I started as many photographers do. I purchased a nice camera, and I began photographing barns and old wooden fences. In other words, inanimate naturally lit subjects. I just pointed my camera and took pictures.
This held my interest for a number of years- until I came to the realization that I hated my job, and I really wanted to do something with my life that I enjoyed, and I was quite sure that photography was it.
I’ve never been great at math. But, I am good enough to figure out that I wasn’t going to be able to support my family photographing barns and old wooden fences.
As I began my journey toward becoming a professional photographer- two things came to light…
- I had to photograph what a client would be willing to pay for- and that was primarily people and products.
- I had to be able to produce, in a photograph, an image that someone else had dreamed up in their imagination. It wasn’t always going to be just my vision; it was often my creating someone else’s vision.
Early on my efforts looked something like this-
I was trying to create awesome, professional level, photographs of people. However, I was going about it like I was shooting old barns and fences.
It was during this process of training myself that some of my most embarrassing moments occurred.
And, I’m not lying when I tell you this… every embarrassing moment, every missed opportunity, every botched job- occurred because I didn’t understand how light worked.

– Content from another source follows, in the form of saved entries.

PR #5871, opened 2022-04-27
Move laravel tinker to dev deps

Tofandel:
As it's not a production dependency and is only used during development


taylorotwell:

GrahamCampbell:
It can be used in production, and vapor has support for that.

mfn:
Can confirm, multiple times had I the need to "quickly check something" and having tinker was incredible valuable.

PR #5879, opened 2022-05-05
[9.x] Add specific test user in seeder

driesvints:
The very first thing I do when creating a new Laravel app is to setup a specific test user with test credentials that I can use to login without having to register first. I thought to give it a go to not have to do this manually anymore each time. Tried to use a generic as possible name and email address.


jbrooksuk:
Should we also include a password there too?

driesvints:
@jbrooksuk the default for users is `password` which is fine imo.

Helel-arm:
god jab.

PR #5886, opened 2022-05-12
[9.x] add cache option to `view.php`

bernardwiesner:
In this [PR](https://github.com/laravel/framework/pull/41859) `cache` option was added, would be nice to have it in view.php for more visibility and usability.

### DIFF
--- a/config/view.php
+++ b/config/view.php
@@ -19,6 +19,19 @@ return [
 
     /*
     |--------------------------------------------------------------------------
+    | View Cache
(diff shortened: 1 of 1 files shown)


Jackysi:
I actually almost lost my mind with view caching when trying to quickly test a code change directly within view.

xvital:
Very useful feature, I appreciate it!

Much easier to debug classic Blade templates now.

PR #5887, opened 2022-05-16
Update composer.json

level39:
Fixes conflict with roave/security-advisories (https://github.com/Roave/SecurityAdvisories/blob/latest/composer.json#L190) during installation or update.

Composer reports:

 Problem 1
    - laravel/laravel is present at version 1.0.0+no-version-set and cannot be modified by Composer
    - roave/security-advisories dev-latest conflicts with laravel/laravel <=5.8.38.
    - roave/security-advisories is locked to version dev-latest and an update of this package was not requested.

### DIFF
--- a/composer.json
+++ b/composer.json
@@ -1,5 +1,6 @@
 {
     "name": "laravel/laravel",
+    "version": "9.1.8",
     "type": "project",
     "description": "The Laravel Framework.",
     "keywords": ["framework", "laravel"],


taylorotwell:
Not sure why this would be necessary.

mfn:
- ppl like to use roave/security-advisories
- a security advisory at some point was published, invalidating all Laravel <5.8.something installation
- from https://github.com/Roave/SecurityAdvisories/commit/21d0504612c544af1d8ce000e5e0301aa8bbde7c#r72869209
  > The Laravel installer sets the project's "name" in the composer.json to "laravel/laravel". There is also no version specified, so composer assumes "1.0.0.0+no-version-set".
  > 
  > To fix this in your project, just change the "name" in your composer.json to something else.

This can be easily tested with a fresh installation of Laravel:
```
+ $ composer create-project laravel/laravel new-laravel-project
Creating a "laravel/laravel" project at "./new-laravel-project"
…
Application key set successfully.

+ $ cd new-laravel-project

+ $ composer require roave/security-advisories
Using version dev-latest for roave/security-advisories
./composer.json has been updated
Running composer update roave/security-advisories
Loading composer repositories with package information
Updating dependencies
Your requirements could not be resolved to an installable set of packages.

  Problem 1
    - laravel/laravel is present at version 1.0.0+no-version-set and cannot be modified by Composer
    - roave/security-advisories dev-latest conflicts with laravel/laravel <=5.8.38.
    - Root composer.json requires roave/security-advisories dev-latest -> satisfiable by roave/security-advisories[dev-latest].

You can also try re-running composer require with an explicit version constraint, e.g. "composer require roave/security-advisories:*" to figure out if any version is installable, or "composer require roave/security-advisories:^2.1" if you know which you need.

Installation failed, reverting ./composer.json and ./composer.lock to their original content.
```

Workarounds are:
- rename the newly generate project to something else, not laravel/laravel
- provide an explicit version number (like this PR tried).

FWIW, I agree this PR isn't the best solution; not sure what is exactly.

valorin:
Hard-coding the Laravel version in `composer.json` doesn't really make sense here. It'll likely never be updated in projects, so it'll just attract future security vuln reports, that'll be just as confusing with an outdated version number.

It'd be far better to recommend changing the `name` field in `composer.json` on a fresh Laravel install, and recommending Roave add a notice about changing it when using `roave/security-advisories` - it'd be a common problem across frameworks, I'd expect.

PR #5893, opened 2022-05-25
Use shared application instance instead of helper in welcome view

mabdullahsari:
Hello 👋🏼

The reasoning behind this tiny change is to expose a feature unknown to the vast majority of Laravel developers.

Since the welcome view is the first thing opened up by many developers, it would be a nice way of telling "hey, you can also access the app instance like this!". Using helpers is already a very well-known thing, but knowing the alternatives could also be beneficial IMHO.

Thank you for taking your time reviewing this.


taylorotwell:
I'm not sure this is necessary?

When I was photographing barns and fences, all I had to do was get out there and let it happen. No one cared about my barn and fence photographs except me, perhaps my family (because they were being nice), and the occasional, nostalgic, old wooden barn and fence lover.

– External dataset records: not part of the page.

PR #5895, opened 2022-05-27
[9.x] Switch to ESM imports

jessarcher:
The Laravel skeleton currently uses Node/CommonJS `require()` statements to load several dependencies. These statements are not supported when using Vite because it exclusively leverages ES Modules (which use the `import` syntax) to achieve lightning-fast speeds.

This PR replaces the `require` statements with equivalent `import` statements to make the transition to Vite smoother. Webpack supports both, so this should have no noticeable impact for Mix users other than improving type information in their IDEs :nerd_face:

### DIFF
--- a/resources/js/app.js
+++ b/resources/js/app.js
@@ -1,1 +1,1 @@
-require('./bootstrap');
+import './bootstrap';
--- a/resources/js/bootstrap.js
+++ b/resources/js/bootstrap.js
@@ -1,4 +1,5 @@
-window._ = require('lodash');
+import _ from 'lodash';
+window._ = _;
 
 /**
  * We'll load the axios HTTP library which allows us to easily issue requests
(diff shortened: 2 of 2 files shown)


FaridAghili:
What about updating `webpack.mix.js` to use `import`?

```js
const mix = require('laravel-mix');

import mix from 'laravel-mix';
```

jessarcher:
> What about updating `webpack.mix.js` to use `import`?

@FaridAghili You'll get the following error if you `import` in the Mix config:

image

ankurk91:
One can read about ESM
https://gist.github.com/sindresorhus/a39789f98801d908bbc7ff3ecc99d99c

browner12:
For those who may be confused by `import` vs `require` like me, this is called a "side effect import".  It doesn't actually import anything, but rather runs the global code of the referenced file.  So even though `bootstrap.js` isn't *export*ing anything, this is causing any of the global code in there to execute.

https://developer.mozilla.org/en-US/docs/Web/JavaScript/Reference/Statements/import#import_a_module_for_its_side_effects_only

PR #5980, opened 2022-09-07
Update UserFactory.php

EGYWEB-Mohamed:
Change Default Password from string to Hash::make("")
for more readability


taylorotwell:
Way slower.

PR #5982, opened 2022-09-10
visible login register link on mobile

AjayYadavSecugile:
Login and register link is not visible on the mobile. updated the code and made is visible on the mobile.


driesvints:
This is intentional.

PR #5983, opened 2022-09-11
Add new `composer command` to restyle the code

michaelnabil230:


davidbirkin:
I like this, however, In the event this is accepted, would it make more sense to make the command either; 

`composer pint` or `composer run-pint` so that there is a little more clarity to what it actually being run behind the scenes?

driesvints:
Feel free to add this to your own project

I didn’t have to think much about what I was doing, including working the light.
Then, I started taking on paying assignments. I even pitched my services to my kid’s school.

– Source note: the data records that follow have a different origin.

PR #5992, opened 2022-09-19
GitHub Workflows security hardening

sashashura:
This PR adds explicit [permissions section](https://docs.github.com/en/actions/using-workflows/workflow-syntax-for-github-actions#permissions) to workflows. This is a security best practice because by default workflows run with [extended set of permissions](https://docs.github.com/en/actions/security-guides/automatic-token-authentication#permissions-for-the-github_token) (except from `on: pull_request` [from external forks](https://securitylab.github.com/research/github-actions-preventing-pwn-requests/)). By specifying any permission explicitly all others are set to none. By using the principle of least privilege the damage a compromised workflow can do (because of an [injection](https://securitylab.github.com/research/github-actions-untrusted-input/) or compromised third party tool or action) is restricted.
It is recommended to have [most strict permissions on the top level](https://github.com/ossf/scorecard/blob/main/docs/checks.md#token-permissions) and grant write permissions on [job level](https://docs.github.com/en/actions/using-jobs/assigning-permissions-to-jobs) case by case.

### DIFF
--- a/.github/workflows/tests.yml
+++ b/.github/workflows/tests.yml
@@ -2,6 +2,9 @@ name: Tests
 
 on: [push, pull_request]
 
+permissions:
+  contents: read # to fetch code (actions/checkout)
+
 jobs:
   tests:
     runs-on: ubuntu-latest
--- a/.github/workflows/tests.yml
+++ b/.github/workflows/tests.yml
@@ -1,9 +1,14 @@
 name: Tests
 
-on: [push, pull_request]
+on:
+  push:
+    branches:
+      - master
+      - '*.x'
+  pull_request:
 
 permissions:
-  contents: read # to fetch code (actions/checkout)
+  contents: read
 
 jobs:
   tests:
--- a/.github/workflows/update-changelog.yml
+++ b/.github/workflows/update-changelog.yml
@@ -4,6 +4,9 @@ on:
   release:
     types: [released]
 
+permissions: {}
 jobs:
   update:
+    permissions:
+      contents: write # to push (stefanzweifel/git-auto-commit-action)
     uses: laravel/.github/.github/workflows/update-changelog.yml@main
--- a/.github/workflows/update-changelog.yml
+++ b/.github/workflows/update-changelog.yml
@@ -5,8 +5,9 @@ on:
     types: [released]
 
 permissions: {}
+
 jobs:
   update:
     permissions:
-      contents: write # to push (stefanzweifel/git-auto-commit-action)
+      contents: write
     uses: laravel/.github/.github/workflows/update-changelog.yml@main


GrahamCampbell:
Can you show an example how this can be exploited? PR builds surely only push to the fork?

driesvints:
I don't see why this is needed. Right now, no third party extensions are untrusted and as you say forks can't affect the origin repo.

sashashura:
Maybe I'm to late to answer, but still...

It is not a security vulnerability, so you are free to not accept it. It is about running workflows with minimal permissions needed in case any build tool/dependency is compromised. Like not running it with sudo unnecessarily. For example [this workflow run](https://github.com/laravel/laravel/actions/runs/3068508965/jobs/4956060138) was run with the following permissions:
```
GITHUB_TOKEN Permissions
  Actions: write
  Checks: write
  Contents: write
  Deployments: write
  Discussions: write
  Issues: write
  Metadata: read
  Packages: write
  Pages: write
  PullRequests: write
  RepositoryProjects: write
  SecurityEvents: write
  Statuses: write
```

The tests.yml is using `shivammathur/setup-php@v2` action referenced by tag `v2`. In case the repository is compromised and someone pushes malicious changes and re-tags them as v2 your workflow will start running the changes without anything changed in your repository. There is another way to mitigate it as referencing actions by hash, but nonetheless restricting the potential damage is also an option.

I'm not an expert in PHP, but I think `composer install --prefer-dist --no-interaction` installs dependencies from `https://github.com/laravel/laravel/blob/9.x/composer.json`. Any compromised dependency will automatically run on the first `push` trigger with elevated permissions and can modify the repository.

driesvints:
Thanks @sashashura. We have no reason to believe that action will be compromised. Also, if any of the dependencies in our composer.json are compromised then every Laravel app will probably be compromised, not just this one. We have no reason to believe any of that will happen anytime soon.

But I'll have a closer look at this soon and perhaps take some action.

sashashura:
The subtle difference between compromised package sneaking into release is that the release is triggered relatively infrequently, so it may get detected by the time. Pushes happens often and the malicious code may change the repository during elevated CI run.

driesvints:
After talking to the GitHub team about this I'm reconsidering it. We do have the ability to set read/write permissions through the Repo settings but it might be best to do it in the workflow file specifically so it's explicit.

.github/workflows/tests.yml
```diff
@@ -1,6 +1,14 @@
 name: Tests
 
-on: [push, pull_request]
+on:
+  push:
+    branches:
+      - master
+      - '*.x'
+  pull_request:
```
driesvints, line 8: Also added this to only build pushes on *.x branches and master like on framework.

driesvints (approved):

PR #5993, opened 2022-09-26
Prevent silently discarding model attributes by default

tillkruss:
I don't see a reason why this shouldn't be the default.

Related https://github.com/laravel/framework/pull/43893.


driesvints:
Might be a better idea to do this in framework core so people can opt out with a different method call? That way we prevent from adding this to the skeleton.

driesvints:
Setting modelsShouldPreventSilentlyDiscardingAttributes to true by default

taylorotwell:
I do not think this should be enabled in production.

PR #5994, opened 2022-09-27
Allows setting local and public root path

madalinignisca:
This allows on any new started project to be able to provide out of the installation alternative local disks paths, both private and public.

### DIFF
--- a/config/filesystems.php
+++ b/config/filesystems.php
@@ -32,13 +32,13 @@ return [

I would label what happened with my kid’s school as a debacle, except it really did force me to become a more knowledgeable photographer. Maybe “forced” is a little strong. It highly motivated me. Embarrassment can cut you deep.
The moment at my kid’s “Parents Day” began like this…
My child’s 5th grade teacher pulled out a prism. She strolled over to a window, and then positioned the prism to spill a rainbow of color into the room.
This teacher was prepared. She had set up several mirrors and proceeded to bounce the colored rainbow of light from one mirror to another. We were all duly impressed.
Then, she turned to me, and asked me several questions. This was where things began to go bad.
It turns out that my son’s 5th grade teacher was an accomplished photographer herself. In fact, she was on the committee that I had met with when I tried to sell my photography services to the school.
I guess, in her mind, it seemed only reasonable to ask me the questions that she did- because she did not consider herself a professional photographer (and she knew the answers), I had sold myself to her as exactly that, and she assumed (as such) that I would easily know the answer to the questions as well.
These are the questions that she asked me…
“Mr. DuFault, as a professional photographer, can you tell everyone in the class-
Why the white light from the Sun can be split into the colors of the rainbow by this prism?
What do the different colors mean? How was I able to accurately predict where to place the mirrors? Why could I predict how the rainbow would travel?”
I was able to grunt out a meek answer relating to the idea that white light was made up of colored light, and that was about it.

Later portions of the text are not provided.